A few days later he did the same thing, only this time he was staring at the sink. (this was some tiem ago...) But, now he's been doing it the past 3 days. we just kind of giggle because it's so odd. He just sits on the toilet and stares at things and meows VERY loud over and over. Then he'll just leave the bathroom like he wasn't doing anything. and it's always in the bathroom...
He is constantly given attention...so we have NO idea in the world why he has been doing it...
my cats have personality and are very strange in their own ways...
but, this is just way too weird! -haha-
anyone?


----------



## marie73 (Jul 12, 2006)

Cinderella has done that a few times and it's the oddest thing. I have no idea why she was meowing. At first, it seemed she was meowing at the shower door. When I was able to breathe again, I realized there was nothing there. 8O


----------



## Heidi n Q (Nov 22, 2006)

Both of you are silly! Don't you recognize that even kittys know that singing always sounds better in the bathroom? :wink:


----------



## marie73 (Jul 12, 2006)

Didn't even think of that!


----------



## gunterkat (Aug 19, 2006)

:lol: :lol:


----------



## nanook (Jun 12, 2005)

:lol: :lol: :lol: 
Twitch used to do that too sometimes.

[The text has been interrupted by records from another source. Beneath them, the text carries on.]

PR #4744, opened 2023-11-20
[Fix] nil value in healing.lua effect script

Xaver-DaRed:
**_I affirm:_**

- Fixes an issue when doing GEO unlock quest.

As spoken about in discord...
imagen

- Also, minor OCD cleanup.

Unlock GEO via quest with no errors in log.
Yes, unlock GEO, I know.


TeoTwawki (approved):

zach2good:
I was going to question whether the IDs for the zone in question could be nil
But that's where the player is, so it has to be loaded, all good

PR #4747, opened 2023-11-20
[Fix] Magian Trials +DMG augment audit

MowFord:
**_I affirm:_**

Was found that Trial 1826 rewarded an incorrect +DMG augment. Wrote a quick script to parse the file for any other instances... and found none:

image

```
with open("magian_data.lua") as file:
   data = file.read()

lines = data.split("\n")

for line in [line for line in lines if '-- DMG' in line]:
   dmg = int(line.split('DMG:')[1].strip().split(' ')[0].strip()[1:])
   aug = int(line.split('{')[1].split(',')[1].strip().split(' ')[0].strip()) + 1
   if dmg - aug != 0:
     print(line)
     print('{} - {}'.format(dmg,aug))
```

Trade spharai with +6 dmg augment for trial 1826, see that you receive sparai with +8 dmg

### DIFF
--- a/scripts/globals/magian_data.lua
+++ b/scripts/globals/magian_data.lua
@@ -4036,7 +4036,7 @@ xi.magian.trials =
             itemId       = xi.item.SPHARAI,
             itemAugments =
             {
-                [1] = { 740, 5 }, -- DMG:+8
+                [1] = { 740, 7 }, -- DMG:+8
             },
         },
     },


Xaver-DaRed (approved):
We are going to need to audit the item enums aswell. Couse that SPHARAI should be SPHARAI_75

TeoTwawki (approved):

PR #4751, opened 2023-11-21
[CPP] Reduce expensive calls to SaveCharEquip()

MowFord:
**_I affirm:_**

Intro via quote from my original PR at WingsXI gitlab:
> Problem: when latency between map server and mysql is >1ms, the map server lags hard due to the nature of all sql queries being run in series and the map process waiting for the completion to continue. For most operations this isn't a problem ,but one thing in particular causes real issues: gear swaps.
Example of a macro swapping to do a nuke spell:
image

>This MR simply rate-limits the UPDATE to sql for saving equipment to the database. The only thing that reads the equipment from the db is when a character zones in (or logs in), so I've also added a save before logging out and zoning out.

The situation is similar on LSB it seems. When I originally found this it was from Tracy logging seeing excessive time allocated to processing packet 0x050 and 0x051. Equipsets are somewhat more efficient as they send the whole list of gear that need to be swapped. 0x050 is sent by Ashita when gearswap is called. It sends separate packets for every piece of gear, which (before this PR) calls `SaveCharEquip()` for each packet. This function could possibly be made more efficient with a single transaction for all 18 slots, but it's also mostly unnecessary since the equipment is only read on login/zone. One thing I've found that LSB has but doesn't seem to use is `CCharEntity::PersistData()`. Curious if this change could come with some schedule of persisting equipment. I don't see any references in the code to flagging `dataToPersist & CHAR_PERSIST::EQUIP`. 

At any rate, this change greatly improves input latency when players use Ashitacast to swap gear. CatsEyeXI has a group event that had 50+ people in it over the weekend and input latency was multiple seconds. We implemented these changes with great success.

Testing can be mostly done by confirming that equipment is saved on every way to leave a zone (zoneline, logout, teleport, etc). AFAICT every teleport-type mechanism calls SendToZone, and WingsXI has used this code for a long while with no complaints of gear being unequipped.

Specifically, run

`SELECT * FROM char_look WHERE charid = 1;`

then change one piece and run it again, see that the slot you equipped updated, then swap and run a third time to see it doesn't save.

Furthermore, check equip saving on logout/zone via this query:

`SELECT * FROM char_equip WHERE charid = 1; `

### DIFF
--- a/src/map/packet_system.cpp
+++ b/src/map/packet_system.cpp
@@ -173,6 +173,11 @@ along with this program.  If not, see http://www.gnu.org/licenses/
 #include "packets/zone_in.h"
 #include "packets/zone_visited.h"
 
+namespace
+{
+    const std::string swapRateLimitVar = "core-LastGearSwap";
+} // namespace
+
 uint8 PacketSize[512];
 
 std::function<void(map_session_data_t* const, CCharEntity* const, CBasicPacket&)> PacketParser[512];
@@ -3487,8 +3492,15 @@ void SmallPacket0x050(map_session_data_t* const PSession, CCharEntity* const PCh
     }
 
     charutils::EquipItem(PChar, slotID, equipSlotID, containerID); // current
-    charutils::SaveCharEquip(PChar);
-    charutils::SaveCharLook(PChar);
+    // Only save char look to db every X seconds (or more) to avoid db spam when changing individual pieces
+    // Do not save equipment at all since SaveCharEquip is a very expensive operation
+    auto lastSwapTime   = PChar->GetLocalVar(swapRateLimitVar.c_str());
+    auto timeNowSeconds = std::chrono::time_point_cast<std::chrono::seconds>(server_clock::now());
+    if (lastSwapTime == 0 || (timeNowSeconds.time_since_epoch().count() - lastSwapTime) > 30)
+    {
+        charutils::SaveCharLook(PChar);
+    }
+    PChar->SetLocalVar(swapRateLimitVar.c_str(), static_cast<uint32>(timeNowSeconds.time_since_epoch().count()));
     luautils::CheckForGearSet(PChar); // check for gear set on gear change
     PChar->UpdateHealth();
     PChar->retriggerLatents = true; // retrigger all latents later because our gear has changed
@@ -3520,8 +3532,15 @@ void SmallPacket0x051(map_session_data_t* const PSession, CCharEntity* const PCh
             charutils::EquipItem(PChar, slotID, equipSlotID, containerID);
         }
     }
-    charutils::SaveCharEquip(PChar);
-    charutils::SaveCharLook(PChar);
+    // Only save char look to db every X seconds (or more) to avoid db spam when changing individual pieces
+    // Do not save equipment at all since SaveCharEquip is a very expensive operation
+    auto lastSwapTime   = PChar->GetLocalVar(swapRateLimitVar.c_str());
+    auto timeNowSeconds = std::chrono::time_point_cast<std::chrono::seconds>(server_clock::now());
+    if (lastSwapTime == 0 || (timeNowSeconds.time_since_epoch().count() - lastSwapTime) > 30)
+    {
+        charutils::SaveCharLook(PChar);
+    }
+    PChar->SetLocalVar(swapRateLimitVar.c_str(), static_cast<uint32>(timeNowSeconds.time_since_epoch().count()));
     luautils::CheckForGearSet(PChar); // check for gear set on gear change
     PChar->UpdateHealth();
     PChar->retriggerLatents = true; // retrigger all latents later because our gear has changed
@@ -6653,6 +6672,9 @@ void SmallPacket0x0E7(map_session_data_t* const PSession, CCharEntity* const PCh
     {
         return;
     }
+
+    charutils::SaveCharEquip(PChar);
+    charutils::SaveCharLook(PChar);
 
     if (PChar->m_moghouseID || PChar->nameflags.flags & FLAG_GM || PChar->m_GMlevel > 0)
     {
--- a/src/map/utils/charutils.cpp
+++ b/src/map/utils/charutils.cpp
@@ -6402,6 +6402,8 @@ namespace charutils
             PChar->resetPetZoningInfo();
         }
 
+        SaveCharEquip(PChar);
+        SaveCharLook(PChar);
         PChar->pushPacket(new CServerIPPacket(PChar, type, ipp));
     }
 


src/map/packet_system.cpp
```diff
@@ -3487,8 +3487,15 @@ void SmallPacket0x050(map_session_data_t* const PSession, CCharEntity* const PCh
     }
 
     charutils::EquipItem(PChar, slotID, equipSlotID, containerID); // current
-    charutils::SaveCharEquip(PChar);
-    charutils::SaveCharLook(PChar);
+    // Only save char look to db every X seconds (or more) to avoid db spam when changing individual pieces
+    // Do not save equipment at all since SaveCharEquip is a very expensive operation
+    auto lastSwapTime   = PChar->GetLocalVar("core-LastGearSwap");
```
zach2good: Please extract the key `std::string` "core-LastGearSwap" to the top of the file into an anonymouse namespace, like in zone_entities.cpp:
```cpp

namespace
{
    const float CHARACTER_SYNC_DISTANCE                = 45.0f;
    const float CHARACTER_DESPAWN_DISTANCE             = 50.0f;
    const int   CHARACTER_SWAP_MAX                     = 5;
    const int   CHARACTER_SYNC_LIMIT_MAX               = 32;
    const int   CHARACTER_SYNC_DISTANCE_SWAP_THRESHOLD = 30;
    const int   CHARACTER_SYNC_PARTY_SIGNIFICANCE      = 100000;
    const int   CHARACTER_SYNC_ALLI_SIGNIFICANCE       = 10000;
    const int   PERSIST_CHECK_CHARACTERS               = 20;
} // namespace

```

src/map/packet_system.cpp
```diff
@@ -3487,8 +3487,15 @@ void SmallPacket0x050(map_session_data_t* const PSession, CCharEntity* const PCh
...
+    auto timeNowSeconds = std::chrono::time_point_cast<std::chrono::seconds>(server_clock::now());
+    if (lastSwapTime == 0 || (timeNowSeconds.time_since_epoch().count() - lastSwapTime) > 30)
+    {
+        charutils::SaveCharLook(PChar);
+    }
+    PChar->SetLocalVar("core-LastGearSwap", (uint32)timeNowSeconds.time_since_epoch().count());
```
zach2good: Please replace the c-style cast with static_cast

src/map/packet_system.cpp
```diff
@@ -3520,8 +3527,15 @@ void SmallPacket0x051(map_session_data_t* const PSession, CCharEntity* const PCh
             charutils::EquipItem(PChar, slotID, equipSlotID, containerID);
         }
     }
-    charutils::SaveCharEquip(PChar);
-    charutils::SaveCharLook(PChar);
+    // Only save char look to db every X seconds (or more) to avoid db spam when changing individual pieces
+    // Do not save equipment at all since SaveCharEquip is a very expensive operation
+    auto lastSwapTime   = PChar->GetLocalVar("core-LastGearSwap");
```
zach2good: See the previous comment

src/map/packet_system.cpp
```diff
@@ -3520,8 +3527,15 @@ void SmallPacket0x051(map_session_data_t* const PSession, CCharEntity* const PCh
...
+    auto timeNowSeconds = std::chrono::time_point_cast<std::chrono::seconds>(server_clock::now());
+    if (lastSwapTime == 0 || (timeNowSeconds.time_since_epoch().count() - lastSwapTime) > 30)
+    {
+        charutils::SaveCharLook(PChar);
+    }
+    PChar->SetLocalVar("core-LastGearSwap", (uint32)timeNowSeconds.time_since_epoch().count());
```
zach2good: Please replace the c-style cast with static_cast

src/map/packet_system.cpp
```diff
@@ -6654,6 +6668,8 @@ void SmallPacket0x0E7(map_session_data_t* const PSession, CCharEntity* const PCh
         return;
     }
 
+    charutils::SaveCharEquip(PChar);
```
zach2good, line 6676: If 2x swaps happen in quick succession and then a player logs out, the most recent gear won't be saved by this?

You could add a forceSave bool to the call to make sure it saves

src/map/utils/charutils.cpp
```diff
@@ -6402,6 +6402,8 @@ namespace charutils
             PChar->resetPetZoningInfo();
         }
 
+        SaveCharEquip(PChar);
+        SaveCharLook(PChar);
```
zach2good, line 6406: Same here

zach2good:
Also, have you profiled this to confirm that it's actually a problem? I'm sure it is, but I'd like to see the numbers

MowFord:
> Also, have you profiled this to confirm that it's actually a problem? I'm sure it is, but I'd like to see the numbers

I knew you'd ask :)

Unfortunately I haven't dipped my feet in capturing Tracy in LSB. But dozens of players can't be wrong... right? In all seriousness though the scale at which ashitacast causes this to balloon there's no way it's not still a thing. I think due to the multi-threaded nature of the packet system on lsb maybe it's not quite as noticable, but it was definitely noticable with 50+ people in the same area.

src/map/packet_system.cpp
MowFord: I'm not sure why it would be ignored here? The rate-limit is only being imposed by incoming 050 and 051, `SaveCharEquip()` isn't rate limited at all inside of the actual function

zach2good:
> the multi-threaded nature of the packet system on lsb

The main runtime tasks of Darkstar, Topaz, and LSB are all entirely single-threaded. An explanation of why can be found here: <https://github.com/LandSandBoat/server/wiki/Miscellaneous-Server#what-is-multi-process> and a walkthrough:  <https://github.com/LandSandBoat/server/wiki/Development-Server-Startup-Tutorial>

> I haven't dipped my feet in capturing Tracy in LSB.

No time like the present to learn: <https://github.com/LandSandBoat/server/wiki/Performance-Profiling-with-Tracy>

> But dozens of players can't be wrong... right?

I will bless you with an internal LSB meme:
image

src/map/packet_system.cpp
zach2good: Ah I see what you mean, please disregard

src/map/packet_system.cpp
```diff
@@ -6654,6 +6668,8 @@ void SmallPacket0x0E7(map_session_data_t* const PSession, CCharEntity* const PCh
...
+    charutils::SaveCharLook(PChar);
```
zach2good, line 6677: Could do with a newline here

src/map/packet_system.cpp
```diff
@@ -3487,8 +3487,15 @@ void SmallPacket0x050(map_session_data_t* const PSession, CCharEntity* const PCh
     }
 
     charutils::EquipItem(PChar, slotID, equipSlotID, containerID); // current
-    charutils::SaveCharEquip(PChar);
-    charutils::SaveCharLook(PChar);
+    // Only save char look to db every X seconds (or more) to avoid db spam when changing individual pieces
+    // Do not save equipment at all since SaveCharEquip is a very expensive operation
+    auto lastSwapTime   = PChar->GetLocalVar("core-LastGearSwap");
+    auto timeNowSeconds = std::chrono::time_point_cast<std::chrono::seconds>(server_clock::now());
+    if (lastSwapTime == 0 || (timeNowSeconds.time_since_epoch().count() - lastSwapTime) > 30)
```
WinterSolstice8, line 3499: Free optimization: lockstyled players will never need look updates unless their main/sub ranged/ammo change to different skill types

src/map/packet_system.cpp
WinterSolstice8: Why not use a variable to store this in CCharEntity over using localvars?

src/map/packet_system.cpp
MowFord: Yes looks like savecharlook doesn't return if lockstyled, so we could add a check here. Though i'm not sure how weapons fall into the equation. savecharlook is very cheap, and the way I have this is that it only runs savecharlook if it's been 30s since your last gearswap (if you gearswap every 10s doing random things the call won't happen)

MowFord:
My mistake about packet_system, i could have sworn i read about it being multi-threaded at some point, thanks for the reading

src/map/packet_system.cpp
MowFord: It's contained within one `.cpp` file seems less complex to use a localvar.

zach2good:
I remember writing some code that looked very similar to this for limiting auction actions or something a few years ago, might be worth extracting the whole thing out into a helper so it can be re-used more easily:
```cpp
// Definition
void localVarTimeGateMS(CCharEntity* PChar, std::string key, uint32 ms, std::function<void()> func)
{
    auto lastCheckTime = PChar->GetLocalVar(key.c_str());
    auto timeNowMs     = std::chrono::time_point_cast<std::chrono::milliseconds>(server_clock::now());

    if (lastCheckTime == 0 || (timeNowMs.time_since_epoch().count() - lastCheckTime) > ms)
    {
        func();
    }
    
    PChar->SetLocalVar(key.c_str(), static_cast<uint32>(timeNowMs.time_since_epoch().count()));
}

// Usage
localVarTimeGateMS(PChar, "lastCheckTime", 1000, [&]()
{
    charutils::SaveCharLook(PChar);
});
```

Names are a bit crap, but the idea is there

MowFord:
> I remember writing some code that looked very similar to this for limiting auction actions or something a few years ago, might be worth extracting the whole thing out into a helper so it can be re-used more easily:
> 
> ```c++
> // Definition
> void localVarTimeGateMS(CCharEntity* PChar, std::string key, uint32 ms, std::function<void()> func)
> {
>     auto lastCheckTime = PChar->GetLocalVar(key.c_str());
>     auto timeNowMs     = std::chrono::time_point_cast<std::chrono::milliseconds>(server_clock::now());
> 
>     if (lastCheckTime == 0 || (timeNowMs.time_since_epoch().count() - lastCheckTime) > ms)
>     {
>         func();
>     }
>     
>     PChar->SetLocalVar(key.c_str(), static_cast<uint32>(timeNowMs.time_since_epoch().count()));
> }
> 
> // Usage
> localVarTimeGateMS(PChar, "lastCheckTime", 1000, [&]()
> {
>     charutils::SaveCharLook(PChar);
> });
> ```
> 
> Names are a bit crap, but the idea is there

pretty slick, do you want to PR that into some global util (or would this be strictly inside charutils i guess?) then i can rebase and update my code?

MowFord:
Updated per the requests and compiled/tested again

src/map/packet_system.cpp
WinterSolstice8: The goal of this PR is optimization, no? using localvars is objectively slower than a direct access for no real reason unless for some reason we need this in lua, at which point we'd write a function hook to that variable

MowFord: I'll defer to your judgement on that one. I might need some hand-holding to do what you're suggesting, though. Are you saying add a private member in `charentity.h` and save the timestamp there instead?

WinterSolstice8: Yeah, that's the ticket

WinterSolstice8:
Ino talked to us about this PR, it seems the aforementioned `CHAR_PERSIST` is already available to use in LSB but just hasn't been implemented. Would you like to switch over to that here? I could make another PR that does the job as well -- it's well tested on Eden and has even fewer DB calls than what we have here.

WinterSolstice8:
See #4773, i tested it out and seems to work great.

Xaver-DaRed:
With the merge of PR #4773 this changes are no longer necesary. Still, thanks for the effort.

WinterSolstice8:
> With the merge of PR #4773 this changes are no longer necesary. Still, thanks for the effort.

Moreover, it brought out an issue I didn't know we had. So for that it was actually really important to begin with. Thanks.

MowFord:
Thanks all. I don't mind who gets attribution to what, just happy to be part of making the project better.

I just figured it was the good acoustics.


----------



## Janice (Jan 12, 2007)

:lol: :lol: ... Smudgie does that too, however, he uses the basement recroom to exercise his vocal cords !!! :lol:


----------



## pikanut (Jul 30, 2007)

:lol: 
that's too funny!
well, at least i know my cat isn't the only one doing it -haha-
it gives us quite a giggle when we see him going into the bathroom and then a second later he begins to meow while staring at nothing.
lol
cats do the darndest things! :roll:


----------



## Bethany (Jul 19, 2006)

I can't speak for your bathroom, but in my bathroom there is apparently a small colony of Invisible Things living under the towels. Perhaps he was merely making conversation with them.


----------



## nanook (Jun 12, 2005)

> ...there is apparently a small colony of Invisible Things living under the towels.


 :lol: :lol: :lol: :lol: :lol: :lol: :lol: :lol:


----------



## pikanut (Jul 30, 2007)

:lol: :lol: :lol: 
oh, i most definately know about the invisible colonies.
the invisibles have taken over my home.
Stryker and my little Nugget are the ones that see them the most though.
haha


----------



## gsc4 (Mar 27, 2005)

I'm so glad other cats do this also. I just thought Schnitz was weird. He goes into the tub behind the shower curtain almost every evening and sings away for no apparent reason. It must be the acoustics he likes!


----------



## gunterkat (Aug 19, 2006)

Arianwen likes the bathroom acoustics, too, but she's a percussionist instead of a singer, She jumps into the dry bathtub, thumps the side of the bathtub and listens to the reverberation :lol: I don't how she thought of doing it, but it sounds pretty cool. I guess she thinks so, too. 
There must also be parts of the sound I'm not hearing.
:catrun


----------